You can enable and set prefetch using the prefetch_depth
option on the
IPUInfeedQueue
constructor or the IPU Keras
API functions. Setting this option to a value greater than 1
will instruct
TensorFlow and Poplar to move up to prefetch_depth
dataset elements into
a staging area near the IPU.
6.2. I/O Tiles
The option to designate a number of IPU-tiles to be “I/O tiles” allows
TensorFlow to construct the Poplar graph so that the data transfer and the
computation can overlap in time. This is useful when the StreamCopyMid
is
taking a significant proportion of the application’s runtime and blocking
computation.
Note
This will only overlap I/O with computation for a single IPU application or a pipelined application using the grouped schedule. See Section 5.4, Pipelined training for more detail.

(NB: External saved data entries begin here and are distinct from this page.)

PR #442, opened 2021-12-17
Add drivers originally bundled with Java IDE directly in the core

umbynos:
Originally the drivers for windows were bundled in the [Java IDE](https://github.com/arduino/Arduino/tree/master/build/windows/dist/drivers), historically the avr core was the one bundled with the IDE, which was responsible for installing them. With the new IDE 2.0 the avr core is downloaded and installed during the first execution.
It makes much more sense to leverage the [`post-install.bat` ](https://arduino.github.io/arduino-cli/dev/platform-specification/#post-install-script) script to do this task, freeing the IDE from this responsibility.
During the process of porting the drivers I removed CP210x drivers since we do not have anymore boards that require them, and also the `Old_Arduino_Drivers.zip` since they were unused.
I also reorganized a bit the folders: now all the gemma drivers and libusb (required by the gemma) are under `gemma/` folder.

To test my changes I created a fake index located [here](https://gist.githubusercontent.com/umbynos/38dc547e3a90020c86ea3b8f95af4955/raw/77d2633a6abfaf795f2cd16e1e1a9bce9eb0b171/package_index_drivers_avr.json)
and installed it using the java IDE on a PC with win 10.
I added the `allow_insecure_packages=true` option in the `preferences.txt` to allow the `post-install.bat` script to be run and since the fake index does not have signature. The result form my testing are:
 
immagine
immagine
Before:
immagine

After: 
immagine


umbynos:
immagine
It works with the mini uno too

cmaglie (approved):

You can set the number of I/O tiles to use during execution when configuring
the IPU. This is set using the io_tiles.num_io_tiles
configuration option of the IPUConfig
:
from tensorflow.python import ipu
...
config = ipu.config.IPUConfig()
config.io_tiles.num_io_tiles = 128
config.io_tiles.place_ops_on_io_tiles = True
You should carefully tune the number of IPU-tiles designated to be I/O tiles because these tiles cannot participate in the computation. This means that a very large number of I/O tiles can cause performance regressions in the main computation. However, too few I/O tiles can cause the transferred tensors to not fit in the available tile memory. Therefore, this may require some experimentation to find the best value for a specific application.